# Favorite Euroleague teams?



## CoolHandLuke

What are your favorite Euroleague teams? I like Benetton Treviso and Alba Berlin!


----------



## aquaitious

> Originally posted by *CoolHandLuke *
> What are your favorite Euroleague teams? I like Benetton Treviso and Alba Berlin!


I lived in Berlin, so they have to be my favorite. Are there any sites that I can check out for the Euro Teams?


----------



## Damian Necronamous

*Euroleague*

Hey CoolHand, how can you have seen those teams play? Do you have some kind of special cable or something? Or did you live there? I don't think that anyone on this site, besides you, has seen any Euroleague teams play.:no:


----------



## untitled

Union Olimpija in Slovenia

they have Jiri Welsch coming from them this year....


----------



## Damian Necronamous

*sime*

You'll post on any board won't you? Sime you're crazy man. 116 and counting in one day!


----------



## untitled

*Re: sime*



> Originally posted by *Mr. X *
> You'll post on any board won't you? Sime you're crazy man. 116 and counting in one day!

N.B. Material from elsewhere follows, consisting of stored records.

PR #552, opened 2019-01-18
Revise formatting of compact single case matches

jberdine:
The reasoning for the compact single case match only really applies for `try`, not for `match`, so specialize. Also, the current compact formatting can be improved wrt readability.

### DIFF
--- a/src/Conf.ml
+++ b/src/Conf.ml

this is a fave euroleague teams thread...so whats ur favourite euroleague team?


----------



## Devestata

*Re: Re: sime*



> Originally posted by *sime *
> 
> 
> this is a fave euroleague teams thread...so whats ur favourite euroleague team?


Well, I have no say, but over 100 posts per day deserves a warning, or maybe even a banning!


----------



## untitled

*Re: Re: Re: sime*



> Originally posted by *devestata *
> 
> 
> Well, I have no say, but over 100 posts per day deserves a warning, or maybe even a banning!

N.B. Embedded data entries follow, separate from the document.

PR #553, opened 2019-01-18
Fix typo in help text

Wilfred:


gpetiot:
Thanks!

jberdine:
Note that ocamlformat-help.txt is generated, so to fix this the source documentation in Conf.ml needs to be changed. I've just done that and force-pushed.

Issue #454, opened 2018-10-08
Remove windows hack for running scripts in build actions


jberdine:
Revert #448 once dune is able to hide window's inability to run scripts.

gpetiot:
Fixed by #664 ?

jberdine:
It's not really fixed. There is still the `%%{dep` stuff needed in the `dune` file since we're not allowed to make `gen_version.ml` a shebang script either.

Julow:
@jberdine The `%{dep:...}` syntax is to tell dune what are the dependencies. The real "hack" is calling the interpreter explicitly: `ocaml %{dep:...}`.
I don't think that is an uncommon way to call a script. What do you think?

PR #559, opened 2019-01-22
Fix call to gen_version script in dune file

Julow:
`sh` is the legacy shell on most platforms and this script use bash features

### DIFF
--- a/src/dune
+++ b/src/dune
@@ -12,7 +12,7 @@ Jbuild_plugin.V1.send
 (rule
  (targets Version.ml)
  (deps (universe))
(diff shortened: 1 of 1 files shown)


jberdine:
Because windows is feeble, apparently the call to the shell is needed. See https://github.com/ocaml-ppx/ocamlformat/issues/454. Also see https://github.com/ocaml-ppx/ocamlformat/pull/471 which changes this script to avoid needing bash, I think.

excuse me, a warning or even a banning for what? Are you not allowed to be free at these boards and post whatever you want? I think that is appauling that you can even say that. Look at my posts. Most of them are high quality. Everything I have to say comes out in more than one liners. 

I didnt come to this place to be quiet. I think I should be free to speak my mind, and if you think about banning me so be it, but I have already brought at least 15 people to these boards since I started 2 days ago. Do as you wish.


----------



## Devestata

*Re: Re: Re: Re: sime*



> Originally posted by *sime *
> 
> 
> excuse me, a warning or even a banning for what? Are you not allowed to be free at these boards and post whatever you want? I think that is appauling that you can even say that. Look at my posts. Most of them are high quality. Everything I have to say comes out in more than one liners.
> 
> I didnt come to this place to be quiet. I think I should be free to speak my mind, and if you think about banning me so be it, but I have already brought at least 15 people to these boards since I started 2 days ago. Do as you wish.



Whoa, Whoa, Whoa, calm down. It's none of my business what you do, I shouldn't have said it. I cannot ban people, and we appreciate that you brought those people here. Sorry Sime...


----------



## Damian Necronamous

*Re: Re: Re: Re: sime*



> Originally posted by *sime *
> 
> 
> excuse me, a warning or even a banning for what? Are you not allowed to be free at these boards and post whatever you want? I think that is appauling that you can even say that. Look at my posts. Most of them are high quality. Everything I have to say comes out in more than one liners.
> 
> I didnt come to this place to be quiet. I think I should be free to speak my mind, and if you think about banning me so be it, but I have already brought at least 15 people to these boards since I started 2 days ago. Do as you wish.


Amen.:laugh: :laugh: :laugh: WWIII has started! Duck and cover!!!


----------



## untitled

*Re: Re: Re: Re: Re: sime*



> Originally posted by *Mr. X *
> 
> 
> Amen.:laugh: :laugh: :laugh: WWIII has started! Duck and cover!!!




lol Honestly...its all cleared up though...

:yes:


----------



## CoolHandLuke

To whoever asked me how I've seen those teams... no special cable. The reason they're my favorites are because I have family in both places, and they're both good! I get some Euroleague tapes; we exchange, Euroleague stuff for NBA stuff. And, check out telebasket, they have some videos, I'm sure.


----------



## HB

With NBA TV and the streaming services, its easier to follow some of this teams now.


----------



## Krstic All-Star

^ Now THAT is a bump! 

Of course, it's obvious that I'd go with Maccabi Elite.


----------



## luther

I've always liked Partizan, but that's getting harder lately...


----------



## Krstic All-Star

luther said:


> I've always liked Partizan, but that's getting harder lately...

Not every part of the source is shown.